A Collect for Refugees
Holy One of Bethlehem, from your earliest days you knew the threat of death, the terror of flight, and the pain of exile. Today we know that so many–millions upon millions–flee for their own lives and for their children. The numbers seem so vast, the problem so great. It is easy to feel helpless. It is easy to forget. It is easy to ignore. Shake us from complacency and from resignation. Fill our hearts and minds with understanding and compassion for your children who are forced by persecution and fear to flee their homes. Remind us that each number is a name, each statistic a person–Your child, your beloved. Strengthen our resolve; stir in us a spirit of agency and action. For you have blessed each of us with gifts to be shared in love for all you have created, gifts that may be used to welcome, to comfort, to befriend. Grant that we would listen for your call. In Your Holy Name we pray, Amen.
This Lent started on a particularly somber note, having been immediately preceded by the unprovoked Russian invasion of Ukraine. Images of children flooded our inboxes and news feeds–children of God hunkering down in fear, or fleeing for their lives. Ukrainian refugees join over 84 million people from Syria, Venezuela, Afghanistan, South Sudan, Myanmar, and other countries around the world forcibly displaced from their homes. This statistic is unfathomable and overwhelming to any one person who wants to take action to make the world a little less broken. But I love this collect from Episcopal Migration Ministries: Shake us from complacency and from resignation. Remind us that each number is a name, each statistic a person–Your child, your beloved.
Five years ago, St. John’s started a Refugee Committee in hopes of living out Christ’s instruction to welcome the stranger. Since our creation we have educated ourselves about the plight of refugees, collected coats and laptops and food, and outfitted entire apartments for refugee families. We have contributed to advocacy efforts at federal and local levels, and provided scholarships for continuing education and job development for refugees who were forced to start a new life. Each year we have tried to do something a little more daring to meet the needs of the refugee community in Washington.
This year we took our biggest leap of faith yet: In partnership with St. Mary’s Arlington and All Souls Woodley Park, we are one of the first “Sponsor Circles,” a community-led resettlement initiative that allows everyday Americans to take on the responsibility of welcoming Afghan refugees into our communities. We are sponsoring a family of five, who arrived in Arlington last month from Afghanistan by way of Ft. Dix. We are in the process of enrolling the kids in school, tracking down social security cards, helping with the job search. It’s been inspiring to volunteer alongside such a committed group dedicated to pouring out God’s love on this family. There is so much more to do.

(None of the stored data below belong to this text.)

PR #389, opened 2024-08-22
ui-manchette: make the space time chart scale fit vertically

### LINKED ISSUE #313: GET+Manchette: can not see the whole path on proportional mode
In proportional mode, when the component is rendered for the first time, the whole path should be displayed.

The initial zoom level is not correct.

clarani:
closes #313

### DIFF
--- a/ui-manchette/src/components/Manchette.tsx
+++ b/ui-manchette/src/components/Manchette.tsx
@@ -20,11 +20,6 @@ import {
 } from './helpers';
 import OperationalPointList from './OperationalPointList';
 import { useIsOverflow } from '../hooks/useIsOverFlow';
-type ManchetteProps = {
-  operationalPoints: OperationalPointType[];
-  projectPathTrainResult: ProjectPathTrainResult[];
-  selectedProjection?: number;
-};
 import usePaths from '../hooks/usePaths';
 import type {
   OperationalPointType,
@@ -33,10 +28,20 @@ import type {
 } from '../types';
 import { getDiff } from '../utils/vector';
 
+const DEFAULT_HEIGHT = 561;
+
+type ManchetteProps = {
+  operationalPoints: OperationalPointType[];
+  projectPathTrainResult: ProjectPathTrainResult[];
+  selectedProjection?: number;
+  height?: number;
+};
+
 const Manchette: FC<ManchetteProps> = ({
   operationalPoints,
   projectPathTrainResult,
   selectedProjection,
+  height = DEFAULT_HEIGHT,
 }) => {
   const manchette = useRef<HTMLDivElement>(null);
 
@@ -59,7 +64,7 @@ const Manchette: FC<ManchetteProps> = ({
     yOffset: 0,
     panning: null,
     scrollPosition: 0,
-    isProportional: false,
+    isProportional: true,
     operationalPointsChart: [],
     operationalPointsToDisplay: [],
     panY: false,
@@ -115,6 +120,7 @@ const Manchette: FC<ManchetteProps> = ({
   useEffect(() => {
     const computedOperationalPoints = calcOperationalPointsToDisplay(
       operationalPoints,
+      height,
       isProportional,
       yZoom
     );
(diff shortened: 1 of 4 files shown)


ui-manchette/src/components/Manchette.tsx
```diff
@@ -59,7 +64,7 @@ const Manchette: FC<ManchetteProps> = ({
     yOffset: 0,
     panning: null,
     scrollPosition: 0,
-    isProportional: false,
+    isProportional: true,
```
SharglutDev, line 67: We want to be by default in proportional ? Or only the story should be like that ?

ui-manchette/src/components/helpers.ts
```diff
@@ -55,23 +55,33 @@ export const calcOperationalPointsToDisplay = (
...
   operationalPoints: StyledOperationalPointType[],
+  height: number,
   zoom: number,
   isProportional: boolean
-) =>
-  operationalPoints.map((op, index) => {
+) => {
+  if (operationalPoints.length < 2) return [];
+  const from = operationalPoints[0].position;
+  const to = operationalPoints[operationalPoints.length - 1].position;
```
SharglutDev: How would do you feel to start using this syntax ? I think it's more concise. And it forces us to check if the value is undefined so maybe it's more safe ?

```suggestion
  const to = operationalPoints.at(-1)!.position;
```

ui-manchette/src/components/helpers.ts
SharglutDev, line 1: If I test with a lot of ops, I get this in proportional. Maybe something should also be changed in `calcOperationalPointsToDisplay` to prevent overlapping ?

Capture d’écran 2024-08-29 à 10 28 27

ui-manchette/src/components/helpers.ts
```diff
@@ -83,13 +93,28 @@ export const getOperationalPointsWithPosition = (
...
-  return scales;
+export const getScales = (
+  ops: OperationalPoint[],
+  height: number,
+  isProportional: boolean,
+  zoomY: number
+) => {
+  if (ops.length < 2) return [];
+  const from = ops[0].position;
+  const to = ops[ops.length - 1].position;
```
SharglutDev: Same here for `.at(-1)` if you decide to use it.

ui-manchette/src/components/helpers.ts
```diff
@@ -83,13 +93,28 @@ export const getOperationalPointsWithPosition = (
...
+
+  const totalDistance = to - from;
+  const heightWithoutFinalOp = height - FOOTER_HEIGHT - OP_LINE_HEIGHT / 2;
```
SharglutDev, line 114: We use this two times in this file. Should we extract this logic in a function with a param for the last part ? OR do you think it's overkill ?

```suggestion
  const heightWithoutFinalOp = getHeightWithoutFinalOp(OP_LINE_HEIGHT / 2);
```

ui-manchette/src/components/Manchette.tsx
SharglutDev, line 1: Capture d’écran 2024-08-29 à 10 28 27

Doesn't seem to be related to your PR, but if I understand correctly, all the horizontal blue lines we see on the space time chart correspond to ops ? If the correspond ops are hidden, should we still see these lines ?

Also the alignment between an op and the blue line doesn't seem to be very good.

SharglutDev (changes requested):
Thank you for this, left some comments.

ui-manchette/src/components/Manchette.tsx
clarani: We want it by default in proportional (asked by Loïc)

ui-manchette/src/components/helpers.ts
clarani: Yes you're right, it might be better :+1:

ui-manchette/src/components/helpers.ts
clarani: Done

ui-manchette/src/components/Manchette.tsx
clarani: Yes it's not related to this PR, so I leave it for another PR :)

ui-manchette/src/components/helpers.ts
clarani: Good catch, I fixed !

SharglutDev (approved):
Lgtm and tested, good job ! 

We should just create an issue for the alignment problem.

clarani:
Here is the ticket for the not aligned PR: https://github.com/OpenRailAssociation/osrd-ui/issues/396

This Lent, as we intentionally turn toward God in prayer and deprive ourselves of frivolous joys for forty days, let us also embrace the third pillar of Lenten discipline–almsgiving–by shaking off complacency and resignation and by looking outward toward the needs of our neighbors, with compassion and urgency. Join us in our work to support refugees, or in any of the indispensable outreach ministries of St. John’s.